Home Depot sells sheets of non galv. metal for pretty cheap.

Jeff


----------



## dave (Jul 23, 2005)

Thanks again, I meant to say non galvanized.  It was early in the morning!


----------



## soflaquer (Jul 24, 2005)

OK, you had me worried for a moment there!

Jeff


----------



## soflaquer (Jul 24, 2005)

Here's a diagram I posted for another user.  It's for a New Braunfels Bandera, so you'll probably need to modify some of the dimensions for your particular opening.


----------



## dave (Aug 20, 2005)

Jeff- Had a death in the family so I had to delay working on the baffle for the SmokeNPit, but got it done last weekend.  I determined the piece of metal I had was electroplated so I thought it best not to use it.  The local Lowes and Home Depot carry a lot of galvanized but no small pieces of plain sheet metal.  My wife suggested using one of her old metal baking pans that was the right width.  Using tin snips, I easily cut off one end and both sides.  The result was roughly similar to the diagram you posted and I was then able to attach it to the top bolt on the firebox where it sits just under the grills and extends about 7 or 8 inches into the cooking area.   I thought leaving it that long would leave a small area that would be somewhat cooler.   Anyway, just thought the baking pan was a good, cheap solution that others may want to consider.

My question now for anyone using the SmokeNPit is how you deal with the ash build up in the firebox?  Since there is no ash door, I put a small pan in the bottom of the firebox under the charcoal grate to collect the ashes and aid in clean up but found it soon filled up and seemed to be smothering the fire.   I then put a couple of bricks under the grate to elevate it but had the same problem.    Admittedly, I was using some cheap charcoal since this was just to season it.  However, the grate just rests on the sides of the firebox, very close to the bottom.  It seems it would be better if it were designed to sit higher in the firebox.   I plan to smoke a load of ribs later today and will try it without the pan to see how it does.  But even if the fire burns better, removal of the ash will still be a problem.  If anyone has any suggestions, I will appreciate hearing them.  Dave


----------



## soflaquer (Aug 20, 2005)

I appologize for having failed to mention that I know several people who have used cookie sheets and such to fabricate their baffles.  Your Wife was right on the money!!!

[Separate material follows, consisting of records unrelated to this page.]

PR #866, opened 2026-05-21
fix(wdl-analysis): allow enum types for struct members

### LINKED ISSUE #825: wdl-analysis: struct members can't be enum
**Describe the bug**
The following doesn't pass type checking:

```wdl
version 1.3

enum Foo {
    Bar
}

struct Baz {
    Foo foo
}
```

Since resolution only checks against other structs:

https://github.com/stjude-rust-labs/sprocket/blob/85d3943b70a3c37b6c5f9e0b8b7221b50f656258/crates/wdl-analysis/src/document/v1.rs#L1725-L1745

**Expected behavior**
The example should work.

**Terminal Output**

```bash
error: unknown type name `Foo`
  ┌─ tmp.wdl:8:5
  │
8 │     Foo foo
  │     ^^^
```

Serial-ATA:
closes #825

For external contributors:

For all contributors:

      is implemented.


crates/wdl-analysis/src/diagnostics.rs
```diff
@@ -395,6 +395,16 @@ pub fn recursive_struct(name: &str, span: Span, member: Span) -> Diagnostic {
...
 
+/// Creates a "recursive enum" diagnostic.
+pub fn recursive_enum(name: &str, span: Span, ty: wdl_ast::v1::Type) -> Diagnostic {
+    Diagnostic::error(format!("enum `{name}` has a recursive definition"))
+        .with_highlight(span)
+        .with_help(format!(
+            "the type `{}` participates in the recursion",
+            ty.inner().text()
+        ))
+}
```
claymcleod: The sibling `recursive_struct` right above this labels the offending member's span with `.with_label`, so the diagnostic points at the exact spot in source. `recursive_enum` instead reprints the type via `.with_help` and `ty.inner().text()`, which points nowhere in-source and, for a compound type parameter like `enum Foo[Array[Bar]]`, reports `Array[Bar]` rather than the recursive `Bar`. Consider taking the offending reference's `Span` and using `.with_label` so the two diagnostics behave consistently.

crates/wdl-analysis/src/document/v1.rs
```diff
@@ -1805,141 +1805,176 @@ fn set_struct_types(document: &mut DocumentData) {
...
+                    && document.structs[to].namespace.is_none()
+                {
+                    TypeIndex::Struct(to)
+                } else if let Some(to) = document.enums.get_index_of(name.text())
+                    && document.enums[to].namespace.is_none()
+                {
+                    TypeIndex::Enum(to)
+                } else {
+                    continue;
+                };
```
claymcleod: This struct-then-enum lookup with the `namespace.is_none()` guard is duplicated verbatim in the enum loop below. It might be worth pulling it into a small `fn resolve_dep(document, name) -> Option<TypeIndex>` so both loops share one definition and the local-definition rule lives in a single place.

crates/wdl-analysis/tests/analysis/enum-struct-cycles/source.wdl
```diff
@@ -0,0 +1,7 @@
+version 1.3
```
claymcleod, line 1: A few paths go untested: a pure `enum`-> `enum` cycle (two enums whose type parameters reference each other), the non-cyclic `enum` -> `struct` direction, and an `enum`/`struct` nested inside a compound member type like `Array[Foo]` or `Map[String, Foo]`, since `find_type_refs` descends into those. I think a couple more fixtures here would be worthwhile.

crates/wdl-analysis/src/document/v1.rs
```diff
@@ -1756,32 +1754,34 @@ fn set_struct_types(document: &mut DocumentData) {
...
 
-    if document.structs.is_empty() {
+    if document.structs.is_empty() && document.enums.is_empty() {
         return;
     }
 
-    /// Recursively finds all nested struct type dependencies to build
-    /// dependency graphs
+    /// Recursively finds all nested type dependencies to build dependency
+    /// graphs
```
claymcleod, line 1780: Leftover plural from the two-pass version; one graph now.

```suggestion
    /// Recursively finds all nested type dependencies to build a dependency
    /// graph
```

claymcleod (changes requested):

crates/wdl-analysis/src/diagnostics.rs
Serial-ATA: Fixed printing the whole type:

```
error: enum `CyclicEnum4` has a recursive definition
   ┌─ tests/analysis/enum-struct-cycles/source.wdl:20:6
   │
20 │ enum CyclicEnum4[Array[CyclicEnum3]] {
   │      ^^^^^^^^^^^
   │
   = help: the type `CyclicEnum3` participates in the recursion
```

I'm not sure what you mean by it "points nowhere in-source". The `struct` diagnostic labels specific members since one recursive member doesn't imply that they all are, unlike an `enum` which is entirely invalid

claymcleod: The idea is that it's just the name of the offending type and not a label pointing to it in source. Since this is so similar to the `recursive_struct` in functionality, we should mirror the two.

crates/wdl-analysis/tests/analysis/enum-struct-cycles/source.wdl
```diff
@@ -0,0 +1,36 @@
...
+struct CyclicStruct3 {
+    CyclicEnum5 cycle
+}
+
+# Non-cyclic
+enum NonCyclicEnum {}
+
+struct NonCyclicStruct {
+    NonCyclicEnum non_cyclic
+}
```
adthrasher: This should get a newline for consistency.

claymcleod (approved):

PR #867, opened 2026-05-21
feat(wdl-lsp)!: `textDocument/foldingRange` support

Serial-ATA:
Makes it possible to collapse:

* `task`s/`workflow`s and their individual sections
* imports
* comment blocks

For external contributors:

For all contributors:

      is implemented.


crates/wdl-lsp/CHANGELOG.md
```diff
@@ -9,6 +9,10 @@ and this project adheres to [Semantic Versioning](https://semver.org/spec/v2.0.0
 
 ## 0.19.1 - 2026-05-14
 
+### Added
```
claymcleod, line 10: This should be added under unreleased.

crates/wdl-ast/src/lib.rs
```diff
@@ -90,6 +91,45 @@ pub fn doc_comments<N: TreeNode>(
...
+        .inner()
+        .siblings_with_tokens(Direction::Next)
+        .find_map(|sibling| {
+            let SyntaxElement::Token(token) = sibling else {
+                return None;
+            };
+
+            CloseDelimiter::cast(token)
+        })
+        .expect("should have a close brace");
```
claymcleod: Two issues. First, both `.expect(...)` calls panic on incomplete parses (missing brace), which is reachable on every keystroke through the LSP folding-range handler. Let's return `Option<(OpenDelimiter, CloseDelimiter)>` from `get_block` and propagate `Option<TextRange>` through `HasBlock::block_range`. Second, the messages say "brace" but the helper is parameterized on `OpenDelimiter`/`CloseDelimiter` and is called with heredoc tokens for `CommandSection`. Either make them delimiter-agnostic or drop the messages when returning `Option`.

crates/wdl-analysis/src/handlers/folding_range.rs
```diff
@@ -0,0 +1,235 @@
...
+                range = hints.block_range();
+            }
+            SyntaxKind::RuntimeSectionNode => {
+                let runtime = RuntimeSection::cast(node).expect("should cast");
+                range = runtime.block_range();
+            }
+            SyntaxKind::PlaceholderNode => {
+                let placeholder = Placeholder::cast(node).expect("should cast");
+                range = placeholder.expr().inner().text_range();
+            }
```
claymcleod: Single-line placeholders (the common case for `~{x}` or `~{sep=" " arr}`) produce one-line folds here that waste protocol bytes and can render as a confusing fold marker. I think we should drop any range whose `start_pos.line == end_pos.line` at the top of `folding_range()` before pushing, which handles this branch and any future arm with the same shape.

crates/wdl-analysis/src/queue.rs
```diff
@@ -138,6 +141,14 @@ pub struct NotifyChangeRequest {
     pub discard_pending: bool,
 }
 
+/// Represents a request to get all folding ranges in a document.
+pub struct FoldingRangeRequest {
+    /// The document to be formatted.
```
claymcleod:
```suggestion
    /// The document to get folding ranges for.
```

crates/wdl-analysis/src/handlers/folding_range.rs
```diff
@@ -0,0 +1,235 @@
...
+        let end_pos = position(&lines, range.end())?;
+
+        ranges.push(FoldingRange {
+            start_line: start_pos.line,
+            start_character: Some(start_pos.character),
+            end_line: end_pos.line,
+            end_character: Some(end_pos.character),
+            kind,
+            collapsed_text: None,
+        });
```
claymcleod, line 89: The fold here ends on the line containing the closing `}` (or `>>>`), so that line is hidden when the region is collapsed (clients hide `start_line + 1` through `end_line`). The result is `task foo { ...` with no closing-brace cue visible. The convention in polished LSPs (rust-analyzer is the reference) is to stop one line earlier so the brace stays visible. Could be fixed here by decrementing `end_line` for block-style folds (everything except `kind == Some(FoldingRangeKind::Comment)` and `Some(FoldingRangeKind::Imports)`), or upstream in `block_range()` by returning the range that ends at the line before the close-delimiter token.

crates/wdl-lsp/tests/workspace/folding_range/source.wdl
```diff
@@ -0,0 +1,32 @@
...
+    }
+
+    parameter_meta {
+        unused: "So is the parameter meta"
+    }
+
+    command <<<
+        echo "Commands too"
+    >>>
+}
```
claymcleod, line 53: The fixture covers about a third of the new behavior. It skips `InputSection`, `OutputSection`, `RuntimeSection`, `RequirementsSection`, both `*HintsSection` variants, a full `WorkflowDefinition`, the braced `command { ... }` branch of `CommandSection::block_range`, every `Placeholder`, comments inside a task body, a trailing/EOF comment, multi-group separated imports, and directive-comment groups (`#@`). The braced-command and `Placeholder` branches are particularly worth covering because they have distinct code paths in `block_range` and `determine_folding_range`. Let's extend `source.wdl` (or add a second fixture) to exercise these.

crates/wdl-analysis/src/analyzer.rs
```diff
@@ -620,6 +622,28 @@ where
...
+                    "failed to send folding range request to the queue because the channel has \
+                     closed"
+                )
+            })?;
+
+        rx.await.map_err(|_| {
+            anyhow!(
+                "failed to send folding range request to the queue because the channel has closed"
+            )
+        })
```
claymcleod, line 681:
```suggestion
        rx.await.map_err(|_| {
            anyhow!(
                "failed to receive folding range response from the queue because the channel has \
                 closed"
            )
        })
```

crates/wdl-ast/CHANGELOG.md
```diff
@@ -7,6 +7,10 @@ and this project adheres to [Semantic Versioning](https://semver.org/spec/v2.0.0
 
 ## Unreleased
 
+#### Changed
+
+* Replaced `Comment::is_{directive,doc_comment}` with `Comment::Kind` ([#867](https://github.com/stjude-rust-labs/sprocket/pull/867)).
```
claymcleod: The new enum is `CommentKind`, not `Comment::Kind`. Also worth adding an `#### Added` section above this one for the new public API: `CommentKind` enum, `HasBlock` trait, and `Comment::kind()` accessor.

claymcleod (changes requested):
A few more things.

`HasBlock` and `get_block` reinvent the existing `AstNode::scope_span`/`braced_scope_span`/`heredoc_scope_span` family at `crates/wdl-ast/src/lib.rs:293-325`. Worth checking whether the existing primitives can be extended (or wrapped) to cover the inclusive-range case the folding handler wants, rather than introducing a parallel mechanism.

The `Request::FoldingRange` dispatch arm in `queue.rs` runs the handler inline. The analyze-node path wraps in `panic::catch_unwind(AssertUnwindSafe(...))` at `queue.rs:959` precisely so a panic does not tear down the worker. A panic in the folding-range handler (any of the eleven `expect("should cast")` calls, or `get_block` on an incomplete brace) would close the queue and break LSP for the session. Same five-line wrapper would isolate this path.

Serial-ATA:
Didn't know `braced_scope_span()` existed already... that simplifies things

crates/wdl-analysis/src/handlers/folding_range.rs
Serial-ATA: This was mimicking the behavior of RustRover, which I personally prefer:

image

image

Though I did forget to set the `collapsed_text` to show brackets, which looks like this:

image

claymcleod (approved):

A simple pan below your fire grate would work fine for ash clean-out.  That was a general design flaw in the Smoke 'n Pit.  The Char-Griller comes with a slide out pan for clean-out.

My condolences to you and your family for your loss!

Jeff


----------



## stevee (Aug 27, 2005)

Hi All,
The other mod to make to your Pitmaster Deluxe besides making the baffle and extending the chimney is to relocate the  thermometer so it is at the cooking grate level. I have found that the temp difference is quite a bit.
Steve


----------



## veener88 (Apr 16, 2006)

I also have the Pitmaster Deluxe but I am not getting these mods that have to be done.  I just can not picture it right.  Does anyone have a picture of these mods done to one?  I just can not figure them out.

Thanks for any help


----------



## snowman (May 24, 2006)

Veener,
  I will get some pics of the mod... I will try and get the baffle mod done before this weekend.  I am doing 8 chickens.  The last batch I did, the side of the chicken that was closest to the firebox was darker then I would have liked it.......

Snowman


----------



## veener88 (May 24, 2006)

Thanks, but I had someone all ready PM me the mods.  I did two of them just did not moved the temp.  I have to say it is a lot better.  My cook times have gone down a lot.  What is nice is that I can put things closer to to the firebox to cook a little faster if needed but it will no longer char the meat or dry it out like it did before.


----------



## gypc (Jul 11, 2006)

I have the Pitmaster Deluxe and I absolutly love it.

My temp gauge is already in a good place, is it different on the newer ones?


----------